Locate the line that contains "- $HOME/opt/pandoc/pandoc --version" in the entries below, then repeat it and every following line through the line that contains "As discussed in", exactly, and no others.

:: MATERIAL SHOWN

Issue #71, opened 2015-05-20
Add test coverage reports for animint


caijun:
I think it's better to add test coverage reports for animint. The [covr](https://github.com/jimhester/covr) package can accomplish such a task.

tdhock:
What exactly is the benefit of test coverage reports? If you think the benefit is great enough, then go ahead and implement it for animint.

I guess the covr package will compute something based on animint's R code, but will ignore the JS code, right? Is that a problem?

caijun:
Test coverage reports describe the degree to which the source code of animint is tested by the tests. It help to design efficient and effective test cases, using less test cases to test as more codes as possible. The reports will show which parts of source code haven't been tested and test cases need to design to avoid bugs.

I will implement it for anmint and to see whether or not the JS code will be ignored.

tdhock:
It definitely sounds like a good idea in theory to test the "degree to which the source code of animint is tested by the tests" and to use "less test cases" to test as much code as possible, but I suppose it may be complicated to compute something that is meaningful for us based on our R+JS code base. Anyways go ahead and try it -- maybe having just the default covr analysis of our R code is better than nothing.

tdhock:
moving to #85

PR #85, opened 2015-06-01
add test coverage with coveralls

caijun:
This `covr` branch adds test coverage for animint. I have turned on coveralls for animint and the Travis build is passed. After `covr` merged, there will be a coverage status badge in README.md. The current test coverage is `77%`.

### DIFF
--- a/.travis.yml
+++ b/.travis.yml
@@ -17,10 +17,13 @@ install:
   - $HOME/opt/pandoc/pandoc --version
   # install uninstalled packages which this pkg depends on/links to/suggests. 
   - ./travis-tool.sh install_deps
-  - ./travis-tool.sh install_github tdhock/ggplot2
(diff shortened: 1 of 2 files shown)


tdhock:
As discussed in #71 this 77% refers to only the R code right?

There are many libraries for computing coverage for JS code. For example there is http://blanketjs.org/ but that would not work for us since it requires a JS testing framework (Qunit, Mocha or Jasmine). I suppose that our testing of animint.js by writing test-*.R files is rather unique in the open-source world so I doubt that there is an existing library that will easily let us compute our JS code coverage. So I guess we should just forget about trying to compute JS code coverage at least for now.

Any other ideas?

caijun:
I also think 77% is only the test coverage for R code and JS code is not included. I have set the test coverage aside and moved on to the optimization of `saveChunks` function for my FluView example. Prioritizing the tasks listed in my proposal will make a successful google summer of code.

PR #86, opened 2015-06-17
Hotfixes

kferris10:
Fix bug which occurs when there were no minor grid lines for either the x or y axis


kferris10:
Can I get a +1 before merging?  

For the sex/smoker example in the tutorial, there are no minor grid lines on either the x or y axis.  Previously, this would break some of the code I'd written to draw grid lines because I wouldn't be able to access the `grid_minor.loc` object.  There may be a better way to do this, but I think that this works

cpsievert:
Nice, +1!

PR #87, opened 2015-06-19
Hotfixes

kferris10:
Realized that I didn't handle `element_blank()` correctly for the panel backgrounds.  This should take care of that, and I've added a test as well.  

animint now can handle the themes in the [ggthemr](https://github.com/cttobin/ggthemr) and most of the themes in the [ggthemes](https://github.com/jrnold/ggthemes) package.  There are a few themes in `ggthemes` that don't work.  I'll figure this out soon.

### DIFF
--- a/inst/htmljs/animint.js
+++ b/inst/htmljs/animint.js
@@ -512,76 +512,82 @@ var animint = function (to_select, json_file) {
       
       // drawing border
       // uses insert to draw it right before the #plottitle
-      svg.insert("rect", "#plottitle")
-        .attr("x", plotdim.xstart)
-        .attr("y", plotdim.ystart)
-        .attr("width", plotdim.xend - plotdim.xstart)
-        .attr("height", plotdim.yend - plotdim.ystart)
-        .attr("class", "border_rect")
-        .style("fill", p_info.panel_border.fill)
-        .style("stroke", p_info.panel_border.colour)
-        .style("stroke-dasharray", function() {
-          return linetypesize2dasharray(p_info.panel_border.linetype,
-                                        p_info.panel_border.size);
-        });
+      if(Object.keys(p_info.panel_border).length > 1) {
+        svg.insert("rect", "#plottitle")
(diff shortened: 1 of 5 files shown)


inst/htmljs/animint.js
```diff
@@ -512,76 +512,82 @@ var animint = function (to_select, json_file) {
...
+                .attr("y2", function() { return scales[panel_i].y(element); })
+                .attr("class", function() { return "grid " + grid_class; })
+                .style("stroke", col)
+                .style("stroke-linecap", cap)
+                .style("stroke-width", size)
+                .style("stroke-dasharray", function() {
+                  return linetypesize2dasharray(lt, size);
+                });
+            }
+            grid_background.loc.y.forEach(draw_hor_line);
```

::::

→ **EXERCISE OUTPUT**
   - $HOME/opt/pandoc/pandoc --version
   # install uninstalled packages which this pkg depends on/links to/suggests. 
   - ./travis-tool.sh install_deps
-  - ./travis-tool.sh install_github tdhock/ggplot2
(diff shortened: 1 of 2 files shown)


tdhock:
As discussed in #71 this 77% refers to only the R code right?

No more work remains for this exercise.